Calhoun fired first. The snarling rasp of a blaster is unmistakable. The invader's weapon burst thunderously.

"Run!" snapped Calhoun.

Voices. A man peered out a window. Calhoun was a stranger with a blaster in his hand. The sight of him was a challenge to murder. The man in the window yelled. As Calhoun snapped a shot at him he jerked inside and the window crackled and smoked where the blaster-charge hit.

Man and tormal reached the line of the ground-car and the building door. The door was open. Calhoun swung up the dextrethyl sprayer and pumped explosive dextrethyl vapor into the room in a steady stream of vortex rings. He backed toward the ground-car, with Murgatroyd dancing agitatedly about his feet.

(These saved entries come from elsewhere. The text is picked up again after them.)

PR #64, opened 2024-09-19
Added release script

CharlesDuboisSAP:
## Context

AI/ai-sdk-java-backlog#65.

Have a release script ready and tested before our release date.

### Feature scope:
 
- [x] Can be compared to the Cloud SDK release script
  - [Prepare release successful run](https://github.com/CharlesDuboisSAP/ai-sdk-java/actions/runs/11066130980)
  - [Perform release successful run](https://github.com/CharlesDuboisSAP/ai-sdk-java/actions/runs/11066498951) (apart for the nexus deploy failing on package names)
  - [Release PR created](https://github.com/CharlesDuboisSAP/ai-sdk-java/pull/6)

## Definition of Done

- [ ] ~Documentation updated~
- [ ] ~Release notes updated~


pom.xml
```diff
@@ -356,7 +381,7 @@
             <goals>
               <goal>apply</goal>
             </goals>
-            <phase>compile</phase>
+            <phase>generate-sources</phase>
```
newtork, line 384: (Minor/Question)

Shouldn't spotless run on "process-sources", i.e. after "generate-sources"?

sample-code/spring-app/pom.xml
```diff
@@ -189,6 +188,30 @@
           <skipTests>${skipTests}</skipTests>
         </configuration>
       </plugin>
+      <!-- Skip release -->
```
newtork, line 191: (Minor)

I don't really like how complex it is for disabling a module for release. Can you instead reduce it to just a _property_ like `<release.skip>true</release.skip>` in this file and default `false` in parent file(?)

If yes, then you would add the `<skip>${release.skip}</skip>` to parent pom.

pom.xml
CharlesDuboisSAP: You're right, corrected

sample-code/spring-app/pom.xml
```diff
@@ -189,6 +188,30 @@
...
+      <plugin>
+        <groupId>org.apache.maven.plugins</groupId>
+        <artifactId>maven-deploy-plugin</artifactId>
+        <executions>
+          <execution>
+            <goals>
+              <goal>deploy-file</goal>
```
newtork, line 198: (Minor/Question)

If I understood correctly you are skipping both for `<goals><goal>deploy-file` and `<goals/>`. Isn't the former redundant? I'm not sure when it comes to Maven plugin configurations.

sample-code/spring-app/pom.xml
CharlesDuboisSAP: That would be great if the `maven-deploy-plugin` had a `skip` property...
Not all plugins have skip properties.

sample-code/spring-app/pom.xml
CharlesDuboisSAP: During my testing I found that both needed to be present to correctly skip.

.pipeline/scripts/set-release-versions.py
```diff
@@ -0,0 +1,89 @@
...
+        self.end(ElementTree.Comment)
+
+def _update_readme(sdk_version):
+    _update_file("README.md", r'(maven_central-)(.+)(-blue\.svg)', r'\g<1>%s\g<3>' % sdk_version)
+    _update_file("README.md", r'(a:sdk-core%20AND%20v:)(.+\))', r'\g<1>%s)' % sdk_version)
+
+def _update_pom_files(sdk_version):
+    _update_version_tags(sdk_version)
+
+def _update_version_tags(sdk_version):
```
newtork, line 23: (Minor)

Not sure why delegating to another method. What's the point of having `update_pom_files`?

.pipeline/scripts/set-release-versions.py
```diff
@@ -0,0 +1,89 @@
...
+        super(_CommentedTreeBuilder, self).__init__(*args, **kwargs)
+
+    def comment(self, data):
+        self.start(ElementTree.Comment, {})
+        self.data(data)
+        self.end(ElementTree.Comment)
+
+def _update_readme(sdk_version):
+    _update_file("README.md", r'(maven_central-)(.+)(-blue\.svg)', r'\g<1>%s\g<3>' % sdk_version)
+    _update_file("README.md", r'(a:sdk-core%20AND%20v:)(.+\))', r'\g<1>%s)' % sdk_version)
```
newtork, line 18: (Comment)

This looks like it should better be a regular grep/sed command than a python script :)

.pipeline/scripts/get-release-versions.py
```diff
@@ -0,0 +1,52 @@
+import os
```
newtork, line 1: (Comment)

I'm sorry for all the python fans, but this could've been a single CLI line, like:
```
mvn help:evaluate -Dexpression=project.version -q -DforceStdout
```

But I'm okay with leaving the XML parsing, since this is what we do in the `set-release-version.py` anyway.

.pipeline/scripts/set-release-versions.py
```diff
@@ -0,0 +1,89 @@
...
+    if len(project_version_tags) == 1:
+        project_version_tags[0].text = sdk_version
+
+    parent_tags = root.findall(".//xmlns:parent", namespaces=namespaces)
+
+    if len(parent_tags) == 1:
+        parent_tags[0].find("xmlns:version", namespaces=namespaces).text = sdk_version
+
+    # not sure why, but tree.write() (as used in other functions) produces a differently formatted XML declaration...
+    # that's why we the file is written in this kind of hacky manner
```
newtork, line 60:
```suggestion
    # that's why the file is written in this kind of hacky manner
```

.pipeline/scripts/set-release-versions.py
CharlesDuboisSAP: This is straight from the Cloud SDK, should I remove it?

newtork: Nevermind, I realize this is a recursive function. Hm..

.pipeline/scripts/set-release-versions.py
newtork: Nevermind, you're just reusing the existing method.

Personally I don't see the benefit of using Python over `grep` / `sed`. But that's not a hill I'm planning to die on :)

.github/actions/pr-is-mergeable/action.yaml
```diff
@@ -0,0 +1,122 @@
...
+    required: false
+    default: ${{ github.repository }}
+  token:
+    description: "The GitHub access token (with PR read permissions) to access the PR"
+    required: false
+    default: ${{ github.token }}
+  excluded-check-runs:
+    description: "A JSON object, where the keys are the names of the workflows to exclude. The values are a list of step names to ignore. If the list is empty, all steps of the workflow will be ignored."
+    required: false
+    default: '{\"${{ github.workflow }}\": []}'
```
newtork, line 23: (Question)

Doesn't this mean by default "all steps of workflow ${{ github.workflow }}" will be ignored? This doesn't have an effect on the action? Wouldn't default "{}" better fit, i.e. to not ignore anything?

CharlesDuboisSAP: This whole file is unreadable. If it was approved for the Cloud SDK we can also approve it of the AI SDK.

.github/workflows/perform-release.yml
```diff
@@ -0,0 +1,142 @@
...
+        uses: actions/checkout@v4
+
+      - name: "Check Whether Code PR Can Be Merged"
+        if: ${{ inputs.skip-pr-merge != 'true' }}
+        uses: ./.github/actions/pr-is-mergeable
+        with:
+          pr-ref: ${{ steps.determine-branch-names.outputs.CODE_BRANCH_NAME }}
+          excluded-check-runs: |
+            {
+              \"Continuous Integration\": [\"Run BlackDuck Scan\", \"Run Security Rating\"],
```
newtork, line 67: (Minor/Question)

This is a leftover from copying right? We don't use Blackduck in this repo, AFAIK.

.github/workflows/perform-release.yml
```diff
@@ -0,0 +1,142 @@
...
+        env:
+          MAVEN_CENTRAL_USER: ${{ secrets.MAVEN_CENTRAL_USER }}
+          MAVEN_GPG_PASSPHRASE: ${{ secrets.PGP_PASSPHRASE }}
+
+      - name: "Deploy Staging"
+        run: |
+          # Create an empty directory to correctly execute the plugin
+          mkdir temp
+          cd temp
+          MVN_ARGS="$MVN_CLI_ARGS org.sonatype.plugins:nexus-staging-maven-plugin:1.7.0:deploy-staged-repository -DserverId=ossrh -DnexusUrl=https://oss.sonatype.org -DrepositoryDirectory=../temp_local_repo -DstagingProfileId=$MAVEN_CENTRAL_PROFILE_ID"
```
newtork, line 126: (Question)

`-DnexusUrl` is required? What does it do?

.github/workflows/prepare-release.yaml
```diff
@@ -0,0 +1,196 @@
...
+      - name: "Setup java"
+        uses: actions/setup-java@v4
+        with:
+          distribution: "temurin"
+          java-version: ${{ env.JAVA_VERSION }}
+          cache: 'maven'
+
+      - name: "Build SDK"
+        run: |
+          MVN_ARGS="${{ env.MVN_MULTI_THREADED_ARGS }} clean install -DskipTests -DskipFormatting"
```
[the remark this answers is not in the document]
CharlesDuboisSAP: No, I removed it.

.github/workflows/perform-release.yml
CharlesDuboisSAP: Yes, you can release to different repositories

.github/actions/pr-is-mergeable/action.yaml
newtork: I thought you had higher standards for AI SDK 😁

CharlesDuboisSAP: I removed the whole generation of pom files with plugins script. Maybe we get rid of this in 2030 😁

.github/workflows/perform-release.yml
newtork: It confused me that for server selection we actively use reserved argument `-DserverId` (resulting in `https://oss.sonatype.org` implicitly). While additionally we have custom(?) argument `-DnexusUrl` set to `https://oss.sonatype.org` explicitly. This looks like duplicate information.

But since we have custom plugin `nexus-staging-maven-plugin` executing `deploy-staged-repository`, I have to assume this argument is originating from that third party.

newtork (commented):
Apart from the deploy-exclusion logic, I would approve the PR.

Maybe we can explore other options than explicitly "skipping" two specific executions of one specific plugin. Like [here](https://github.com/SAP/ai-sdk-java/pull/77/files).

newtork (approved):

There was a crash of glass. Somebody'd plunged out a window. There were rushing feet inside. They'd be racing toward the door, from inside. But the hallway, or whatever was immediately inside, would be filled with anesthetic gas. Men would gasp and fall.

A man did fall. Calhoun heard the crash of his body as it hit the floor. But another man came plunging around the building's corner, blaster out, searching for Calhoun. He had to sight his target though, and then aim for it. Calhoun had only to pull his trigger. He did.

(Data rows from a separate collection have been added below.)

PR #77, opened 2024-09-30
[Re: Added release script] Potential simplification

newtork:
I think it would be safer to exclude the whole sub-module when deploying.

For that we would change the cli usage from `P` profile to `-D` system arg.


CharlesDuboisSAP (commented):
This is cleaner, I like it. But I can't test the `-Drelease` option since the `gpg-plugin` is now broken for me

PR #53, opened 2024-09-06
Added deployment cache

CharlesDuboisSAP:
## Context

AI/ai-sdk-java-backlog#54.

The lookup of deployments should be more efficient & resilient.
#### Note for reviewers:
The filter for Orchestration and OpenAI deployments has been removed since the new `AiCoreService` allows to fetch all deployments

### Feature scope:
 
- [x] Cache for deployments
  - Initialized lazily or eagerly whenever the customer calls `new AiCoreService().forDeployment...`
  - No timeout
  - Customers can call `DeploymentCache.resetCache()` whenever they delete a deployment

## Definition of Done

- [x] Functionality scope stated & covered
- [x] Tests cover the scope above
- [x] Error handling created / updated & covered by the tests above
- [x] Aligned changes with the JavaScript SDK
- [ ] ~Documentation updated~
- [ ] ~Release notes updated~

PR #79, opened 2024-10-01
Refactor `Core` class

newtork:
BLI
https://github.tools.sap/AI/ai-sdk-java-backlog/issues/63

Core motivations:
* `Core` to `AiCoreService` class
* Expose `client()` and `detination()`
* (Allow for **LAZY EVALUATION**)
* Allow for custom destinations
* Allow for convenient deployment selection
* Allow for overriding and customization to enable future workarounds
* Make resource group optional

```java
private static final OrchestrationCompletionApi API =
    new OrchestrationCompletionApi(
        new AiCoreService()
            .forDeploymentByScenario("orchestration")
            .withResourceGroup("default") // optional
            .client());
```

```java
private static final ScenarioApi API = new ScenarioApi(new AiCoreService().client());
```

Auto completion:

<details><summary>new AiCoreService()</summary>

image

</details>
<details><summary>.forDeploymentByScenario("orchestration")</summary>

image

</details>
<details><summary>.withResourceGroup("foo")</summary>

image

</details>
<details><summary>.client()</summary>

```ApiClient```

</details>

## Definition of Done

- [x] ~Documentation updated~
- [x] ~Release notes updated~

### CODE REVIEW

File: core/src/main/java/com/sap/ai/sdk/core/AiCoreService.java [hunk 1]
```diff
@@ -0,0 +1,95 @@
...
+import java.util.function.Supplier;
+import javax.annotation.Nonnull;
+import lombok.AccessLevel;
+import lombok.RequiredArgsConstructor;
+import lombok.extern.slf4j.Slf4j;
+
+/** Connectivity convenience methods for AI Core. */
+@Slf4j
+@RequiredArgsConstructor(access = AccessLevel.PROTECTED)
+public class AiCoreService implements AiCoreServiceStub {
```
CharlesDuboisSAP, line 20: What made you change from `AiClient` _(or `AiCoreClient`)_ to `AiCoreService`.
The service is in BTP, we only offer a client.

core/src/main/java/com/sap/ai/sdk/core/AiCoreService.java
```diff
@@ -0,0 +1,95 @@
...
+  }
+
+  /**
+   * Set a specific base destination.
+   *
+   * @param destination The destination to be used for AI Core service calls.
+   * @return A new instance of the AI Core service.
+   */
+  @Nonnull
+  public AiCoreService withDestination(@Nonnull final Destination destination) {
```
CharlesDuboisSAP, line 43: I would rather have:
```diff
-withDestination()
+forDestination()
```
```diff
-withDeploymentByModel()
+forDeploymentWithModel()   or forModel()...
```
```diff
-withDeploymentByScenario()
+forDeploymentWithScenario()
```

core/src/main/java/com/sap/ai/sdk/core/AiCoreServiceStub.java
```diff
@@ -0,0 +1,98 @@
...
+  }
+
+  /** Options for the API client. */
+  interface ClientOptions {
+
+    /** Serialize with null values. */
+    ClientOptions SERIALIZE_WITH_NULL_VALUES = () -> ApiClient::new;
+
+    /** Serialize without null values. */
+    ClientOptions SERIALIZE_WITHOUT_NULL_VALUES = () -> ClientOptions::withoutNull;
```
CharlesDuboisSAP, line 59: Why? Do you see any other usecase outside of those 2?

sample-code/spring-app/src/main/java/com/sap/ai/sdk/app/controllers/DeploymentController.java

More shouting inside the building. More rushing feet. More falls. Then there was the beginning of the rasping snarl of a blaster, and finally a cushioned, booming, roaring detonation which was the ignited dextrethyl vapor. The blast lifted part of the building's roof. It shattered partitions. It blew out windows.

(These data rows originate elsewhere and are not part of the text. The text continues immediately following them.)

PR #82, opened 2024-10-02
Added OWASP Dependency check

CharlesDuboisSAP:
## Context

AI/ai-sdk-java-backlog#65.

This is the equivalent of blackduck. It scans our dependencies and compares it to the `National Vulnerability Database`.
This is done on every commit.

### Feature scope:
 
- [x] Added OWASP Dependency check to the Fosstars report
[Successful run](https://github.com/SAP/ai-sdk-java/actions/runs/11214901629)

### DIFF
--- a/.github/workflows/fosstars-report.yml
+++ b/.github/workflows/fosstars-report.yml
@@ -5,6 +5,7 @@ on:
     - cron: "0 0 * * *" # every day at midnight
 
 env:
+  MVN_MULTI_THREADED_ARGS: --batch-mode --no-transfer-progress --fail-at-end --show-version --threads 1C
   JAVA_VERSION: 17
 
 jobs:
@@ -21,6 +22,11 @@ jobs:
           distribution: "temurin"
           java-version: ${{ env.JAVA_VERSION }}
           cache: 'maven'
+
+      - name: "Build SDK"
+        run: |
+          MVN_ARGS="${{ env.MVN_MULTI_THREADED_ARGS }} clean install -DskipTests -DskipFormatting"
+          mvn $MVN_ARGS
 
       - name: "OWASP Dependency check"
         run: mvn org.owasp:dependency-check-maven:10.0.4:check -DnvdApiKey=$NVD_API_KEY -DfailBuildOnCVSS=7 -DskipProvidedScope=true -DsuppressionFile=.pipeline/dependency-check-suppression.xml


dependency-check-suppression.xml
```diff
@@ -0,0 +1,7 @@
+<?xml version="1.0" encoding="UTF-8"?>
+<suppressions xmlns="https://jeremylong.github.io/DependencyCheck/dependency-suppression.1.3.xsd">
+  <suppress>
+    <notes><![CDATA[This is a JS dependency.]]></notes>
+    <cve>CVE-2021-41251</cve>
```
newtork, line 5: (Major/Question)

How exactly is the JS dependency recognized?
If we are affected by this false-positive(?) then all other users of "owasp" will have a similar experience, right?

CharlesDuboisSAP: It linked me to a dependency called `cloud-sdk-js@core 1.0`. I guessed it saw our openAI module use `com.sap.ai.sdk:core:0.1.0-SNAPSHOT` and thought it was good enough of a match...
I don't think this plugin is great, just better than blackduck hopefully.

Calhoun backed toward the ground-car. A blaster-bolt flashed past him. He deliberately traversed the building with his trigger held down. Smoke and flame leaped up. At least one more invader crumpled. Calhoun heard a voice yelling, "We're being attacked! The natives are throwing bombs! Rally! Rally! We need help!" 

It would be a broadcast call for assistance. Wherever men idled or loafed or tried desultorily to find something to loot, they would hear it. Even the crew working to repair the landing grid—and they would be close by—would hear it and swarm to help. Hunters would come. Men in cars—

Calhoun snatched Murgatroyd to the seat beside him. He turned the ignition key and tires screamed as he shot away.